§ **Description of the task**: Where the records below show a line containing "I expect the", start copying; end with the line containing "1. Observe that #953 is not reproducible", and copy it too.

(Collected data)
=-=-=-=-=
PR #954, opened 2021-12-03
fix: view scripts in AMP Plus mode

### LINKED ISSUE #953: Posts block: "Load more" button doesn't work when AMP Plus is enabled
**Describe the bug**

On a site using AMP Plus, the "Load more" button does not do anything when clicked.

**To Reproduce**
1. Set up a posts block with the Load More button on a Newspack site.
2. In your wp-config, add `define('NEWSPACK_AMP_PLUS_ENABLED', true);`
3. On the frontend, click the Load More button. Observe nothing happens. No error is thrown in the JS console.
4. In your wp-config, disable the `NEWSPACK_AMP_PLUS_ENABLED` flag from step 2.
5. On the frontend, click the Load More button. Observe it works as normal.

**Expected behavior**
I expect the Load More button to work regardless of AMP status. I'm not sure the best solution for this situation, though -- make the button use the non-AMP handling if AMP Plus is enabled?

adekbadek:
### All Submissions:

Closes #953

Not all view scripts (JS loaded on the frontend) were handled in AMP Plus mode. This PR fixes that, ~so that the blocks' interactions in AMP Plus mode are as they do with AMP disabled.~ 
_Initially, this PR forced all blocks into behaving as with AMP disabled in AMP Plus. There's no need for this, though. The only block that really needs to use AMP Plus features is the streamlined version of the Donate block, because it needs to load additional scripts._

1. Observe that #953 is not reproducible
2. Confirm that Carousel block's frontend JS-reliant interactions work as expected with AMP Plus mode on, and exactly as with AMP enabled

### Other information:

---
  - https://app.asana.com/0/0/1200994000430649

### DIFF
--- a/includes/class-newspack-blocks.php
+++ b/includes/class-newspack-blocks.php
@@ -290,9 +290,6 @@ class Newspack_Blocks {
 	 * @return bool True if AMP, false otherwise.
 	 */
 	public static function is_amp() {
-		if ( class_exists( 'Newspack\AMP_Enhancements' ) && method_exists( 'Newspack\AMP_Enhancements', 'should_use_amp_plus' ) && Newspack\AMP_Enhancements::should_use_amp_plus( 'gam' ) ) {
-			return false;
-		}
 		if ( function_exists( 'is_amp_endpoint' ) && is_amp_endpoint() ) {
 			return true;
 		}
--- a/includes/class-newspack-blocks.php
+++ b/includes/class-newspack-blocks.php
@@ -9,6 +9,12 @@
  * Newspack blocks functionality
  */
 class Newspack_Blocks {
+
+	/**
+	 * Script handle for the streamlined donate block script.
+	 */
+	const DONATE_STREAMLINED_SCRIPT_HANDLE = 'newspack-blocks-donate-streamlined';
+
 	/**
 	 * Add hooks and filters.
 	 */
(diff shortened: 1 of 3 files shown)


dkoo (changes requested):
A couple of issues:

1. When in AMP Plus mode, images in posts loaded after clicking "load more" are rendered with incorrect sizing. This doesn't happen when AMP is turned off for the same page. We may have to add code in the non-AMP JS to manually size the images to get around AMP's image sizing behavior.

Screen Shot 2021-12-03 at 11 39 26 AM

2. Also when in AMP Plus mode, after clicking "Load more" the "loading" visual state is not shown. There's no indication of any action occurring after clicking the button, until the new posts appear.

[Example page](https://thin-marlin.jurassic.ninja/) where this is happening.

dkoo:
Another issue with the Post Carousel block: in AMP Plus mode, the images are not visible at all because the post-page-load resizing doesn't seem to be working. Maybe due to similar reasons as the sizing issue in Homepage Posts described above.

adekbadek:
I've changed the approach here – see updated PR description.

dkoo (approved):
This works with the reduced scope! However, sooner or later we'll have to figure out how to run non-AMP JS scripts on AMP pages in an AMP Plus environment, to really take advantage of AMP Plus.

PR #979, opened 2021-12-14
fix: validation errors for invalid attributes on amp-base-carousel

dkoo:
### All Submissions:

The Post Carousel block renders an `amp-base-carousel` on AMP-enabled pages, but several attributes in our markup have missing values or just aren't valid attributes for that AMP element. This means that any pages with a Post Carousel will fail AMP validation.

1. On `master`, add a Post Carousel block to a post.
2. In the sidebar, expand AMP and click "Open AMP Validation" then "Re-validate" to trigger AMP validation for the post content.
=-=-=-=-=
§ **Solution for this task**:
I expect the Load More button to work regardless of AMP status. I'm not sure the best solution for this situation, though -- make the button use the non-AMP handling if AMP Plus is enabled?

adekbadek:
### All Submissions:

Closes #953

Not all view scripts (JS loaded on the frontend) were handled in AMP Plus mode. This PR fixes that, ~so that the blocks' interactions in AMP Plus mode are as they do with AMP disabled.~ 
_Initially, this PR forced all blocks into behaving as with AMP disabled in AMP Plus. There's no need for this, though. The only block that really needs to use AMP Plus features is the streamlined version of the Donate block, because it needs to load additional scripts._

1. Observe that #953 is not reproducible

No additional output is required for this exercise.